Set `on_failure: error` to make a non-periodic surface a hard failure instead of
a warning.

## Input files

The examples ship with ready-to-run strands under `configs/inputs/`: a
methyl-terminated (`ch3`) and a hydroxyl-terminated (`coh`) alkanethiol, each as
a single-strand `.gro` (pre-oriented along z) plus a self-contained `.itp`, and a
design `pattern.dat` for the grid. So `configs/ch3_density.yaml`,
`configs/ch3_onesided.yaml`, and `configs/ch3_grid.yaml` run out of the box.

To use **your own** molecules, drop a single-strand `.gro` (canonically oriented
along z, or pre-tilted with `apply_tilt: false`) and a matching `.itp`/`.top`
into `configs/inputs/` and point the config's component paths at them.

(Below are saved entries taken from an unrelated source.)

PR #702, opened 2020-07-09
introduced mou override concept to partnerships. removed mouStart/End…

michaelmarshall:
… from update partnerships.
#596

### DIFF
--- a/.gitignore
+++ b/.gitignore
@@ -52,3 +52,4 @@ lerna-debug.log*
 
 temp.cypher
 temp.graphql
+temp.json
--- a/.gitignore
+++ b/.gitignore
@@ -49,7 +49,3 @@ lerna-debug.log*
 !.vscode/tasks.json
 !.vscode/launch.json
 !.vscode/extensions.json
-
-temp.cypher
-temp.graphql
-temp.json
--- a/src/components/partnership/dto/update-partnership.dto.ts
+++ b/src/components/partnership/dto/update-partnership.dto.ts
@@ -25,10 +25,10 @@ export abstract class UpdatePartnership {
   readonly mouStatus?: PartnershipAgreementStatus;
 
   @DateField({ nullable: true })
-  readonly mouStart?: CalendarDate;
+  readonly mouStartOverride?: CalendarDate;
 
   @DateField({ nullable: true })
-  readonly mouEnd?: CalendarDate;
+  readonly mouEndOverride?: CalendarDate;
 
   @Field(() => [PartnershipType], { nullable: true })
   readonly types?: PartnershipType[];
--- a/src/components/partnership/partnership.service.ts
+++ b/src/components/partnership/partnership.service.ts
@@ -533,24 +533,17 @@ export class PartnershipService {
     let mouEnd = null;
 
     // if user has access to project mou and there is no partnership override
-    if (result.projectMouStart && result.mouStartOveride !== null) {
+    if (result.canReadProjectMouStart && result.canReadMouStartOverride) {
       mouStart = result.mouStartOverride ?? result.projectMouStart;
     }
-    if (result.projectMouEnd && result.mouEndOverride !== null) {
+    if (result.canReadProjectMouEnd && result.canReadMouEndOverride) {
       mouEnd = result.mouEndOverride ?? result.projectMouEnd;
     }
 
-    let canReadMouStart = false;
-
-    if (result.canReadProjectMouStart && result.canReadMouStartOverride) {
-      canReadMouStart = true;
-    }
-
-    let canReadMouEnd = false;
-
-    if (result.canReadProjectMouEnd && result.canEditMouEndOverride) {
-      canReadMouEnd = true;
-    }
+    const canReadMouStart =
+      result.canReadProjectMouStart && result.canReadMouStartOverride;
+    const canReadMouEnd =
+      result.canReadProjectMouEnd && result.canEditMouEndOverride;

## You finish run-readiness

`samgen` builds the geometry and assembles a topology, but deliberately leaves two
simulation-setup steps to you (it prints a reminder when you assemble a
topology):

1. **Position restraints** — restrain the anchor sulfur (and typically the 7th
   chain carbon) so the SAM stays anchored. Add a `[ position_restraints ]`
   block / `#ifdef POSRES` to each component `.itp` and define `POSRES` in your
   `.mdp`.
2. **Center / box the structure** — e.g.
   `gmx editconf -f sam.gro -o centered.gro -c -d <pad>` before
   solvation/equilibration.

## Orientation applicability

samgen derives a strand's tilt/twist frame from the anchor sulfur and the first N
backbone carbons of a linear alkyl spacer (default N=9, set per component with
`backbone_carbons`). This matches the canonical alkanethiol-on-Au(111) SAM motif.
Strands that depart from it — non-thiol anchors; branched, short, rigid, or
aromatic spacers; or headgroups attached within the first N carbons — may not be
oriented correctly. In those cases, supply a pre-oriented strand
(`apply_tilt: false`) or verify and correct the generated frame yourself. samgen
does not guarantee orientation for arbitrary strand chemistries.

## Surface types

samgen places strands on a periodic Au(111) grid — that placement is the
guarantee. One-sided and two-sided (shared-sulfur midplane) surfaces are
supported. Orientation and topology assembly are provided as conveniences;
**verify both before running MD** (see "You finish run-readiness" and
"Orientation applicability" above).

## Two-sided SAMs

The tool builds the **geometry** of a two-sided (shared-S) strand and surface.
Because forming the shared sulfur removes the methyl caps and changes local
charges, you **parameterize the generated strand yourself** (acpype/RESP), then
hand the `.itp`/`.top` back to assemble the integrated topology.

## License

BSD-3-Clause — see [LICENSE](LICENSE).